What I mean is that most apps / wearable tech seem to require lots of manual
data input (in my case, MyFitnessPal, Runkeeper, etc.)--although some of this
has gotten better with say, tracking steps. Regardless, I feel like a lot of
my life is currently data input.

Whatever future app development ideas come to fruition would benefit heavily
from having a high level of simplicity and automation on the side of the user
while still doing some difficult data crunching that is VALUE added.

I think this is one of the reasons Mint.com is so popular. It requires very
little input from the user and quickly generates a LOT of very useful
information.

Imagine how useful it would be if my nutrition information, blood pressure,
glucose levels, etc. were all recorded for me automatically. Then I wouldn't
have to think about them everyday, I could just examine them when I'm curious.

------
Spearchucker
I built a one time password system a while ago
([https://www.wittenburg.co.uk/Entry.aspx?id=69e92695-f6eb-42e...](https://www.wittenburg.co.uk/Entry.aspx?id=69e92695-f6eb-42ed-9258-dc4443493059)).

I'd like very much to display the OTP pad on a watch and enter the code into
either a desktop app or a phone app.

------
chudi
I dont know if it the hardware has more sensors than the phone, but for a
watch I would like to get stats of my body, temperature, blood pressure, blood
oxygenation, pulse, pedometer, etc etc

No actions, just a log and some kind of visualization.
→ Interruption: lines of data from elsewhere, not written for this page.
PR #466, opened 2025-12-10
Allow configuring username show at cursor

zormit:
Introduces a --username command-line flag and the option to configure
the username via .teamtype/config, in order to have more flexibility on
a per project level without having to rely on Git.

Also comes with some small refactors of the code touched, e.g. adding a
consolidated ShareJoinFlags struct in the CLI code.

- [x] the fallback to `"Anonymous"` doesn't work yet, because `get_git_username` will produce an empty string instead of `None`
- [x] update documentation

Maybe some kind of walkies talkie like Nextel, push to talk

A small gps that gives you where to go and distance to it

hope it helps!

------
ajennings
Remembrall: An app that gives a slight beep or vibration after 1 min, 3 min,
10 min, 30 min, 2 hrs, and 6 hrs. When I want to remember something (like the
name of someone I just met) I tell the app and whenever it alerts, I review
the fact in my head to refresh my memory.

------
doragcoder
Something that lets me scan a NoSQL database, like in the movie "Disclosure"

A clip for those who don't know:
[https://www.youtube.com/watch?v=VFkyV7d5t8o](https://www.youtube.com/watch?v=VFkyV7d5t8o)

------
o_sam_o
* Open my garage door

* Shopping list

* Location based reminders (e.g. remind me when I am at the shop)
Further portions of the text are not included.